PR #233, opened 2023-01-27
This will make mdspan and its tests work with HIP

crtrott:
Note I didn't address benchmarks and examples, just tests. Also the biggest change is a patch gtest so it compiles with that clang version with C++20.


include/experimental/__p0009_bits/config.hpp
```diff
@@ -115,11 +115,15 @@ static_assert(_MDSPAN_CPLUSPLUS >= MDSPAN_CXX_STD_14, "mdspan requires C++14 or
 #  define _MDSPAN_NO_UNIQUE_ADDRESS
 #endif
 
+// AMDs HIP compiler seems to have issues with concepts
+// it pretends concepts exist, but doesn't ship <concept>
+#ifndef __HIPCC__
```
dalg24, line 120: But that would be defined regardless of whether it is amdclang++ or some other HIP-capable compiler.
Should we guard depending on whether HIP was enabled at configuration time? 
(not asking you to change, wondering what the right thing to do might be)
I see that we don't have such a "HIP enabled" macro define anyway.

include/experimental/__p0009_bits/macros.hpp
```diff
@@ -40,6 +40,16 @@
 #  define MDSPAN_INLINE_FUNCTION inline _MDSPAN_HOST_DEVICE
 #endif
 
+#ifndef MDSPAN_FUNCTION
+#  define MDSPAN_FUNCTION _MDSPAN_HOST_DEVICE
+#endif
+
+#ifdef _MDSPAN_HAS_HIP
+#  define MDSPAN_CTAD _MDSPAN_HOST_DEVICE
```
dalg24: I'd prefer CTAD -> DEDUCTION_GUIDE

include/experimental/__p0009_bits/mdspan.hpp
```diff
@@ -321,9 +321,16 @@ class mdspan
 
   MDSPAN_INLINE_FUNCTION
   friend constexpr void swap(mdspan& x, mdspan& y) noexcept {
+    // can't call the std::swap inside on HIP
+    #ifndef _MDSPAN_HAS_HIP
```
dalg24, line 325: is that a FIXME?  do you want to annotate with something greppable?

tests/test_mdspan_swap.cpp
```diff
@@ -102,7 +102,9 @@ TEST(TestMDSpanSwap, std_swap_dynamic_extents) {
   __MDSPAN_TESTS_RUN_TEST(test_mdspan_std_swap_dynamic_extents())
 }
 
-
+// On HIP we actually don't call through to swap via ADL
+// so the foo swap test which has sideeffects will fail
```
dalg24: sideeffects -> side effects

Consider annotating here too

tests/offload_utils.hpp
```diff
@@ -23,7 +30,23 @@ if (!(LHS == RHS)) { \
...
 
-#ifdef _MDSPAN_HAS_CUDA
+#if defined(_MDSPAN_HAS_CUDA) || defined(_MDSPAN_HAS_HIP)
+
+#if defined(_MDSPAN_HAS_CUDA)
+void deviceSynchronize() { (void) cudaDeviceSynchronize(); }
+template<class T>
+void mallocManaged(T** ptr, size_t size) { (void) cudaMallocManaged(ptr, size); }
+template<class T>
+void freeManaged(T* ptr) { (void) cudaFree(ptr); }
```
dalg24, line 40: I don't like the name but I suppose you were afraid of ambiguities?

include/experimental/__p0009_bits/config.hpp
crtrott: No for now whether HIPCC is defined is good enough. We can revisit later and refine based on compiler version when we have evidence which ones work.

include/experimental/__p0009_bits/macros.hpp
crtrott: sure

include/experimental/__p0009_bits/mdspan.hpp
crtrott: not really. There is nothing to fix, its just what we have to do.

tests/test_mdspan_swap.cpp
crtrott: as I said I don't think there is anything to fix?

tests/offload_utils.hpp
crtrott: partly, partly making clear that this is managed memory equivalent and that it needs to be that, because we use the allocations from both host and device in the tests.

include/experimental/__p0009_bits/mdspan.hpp
dalg24: do we consider it as a defect in the toolchain?

crtrott: Not really. I mean no one says we can call random std:: function on device ...

crtrott: That said it would be great if we could :-)

dalg24 (approved):
Please do a follow up PR where you pin the GTest version and apply the patch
++++++
ABOUT THIS EXERCISE>
Out of the records above, pick each line that contains the string "would".

ANSWER TO THIS EXERCISE>
dalg24, line 120: But that would be defined regardless of whether it is amdclang++ or some other HIP-capable compiler.
crtrott: That said it would be great if we could :-)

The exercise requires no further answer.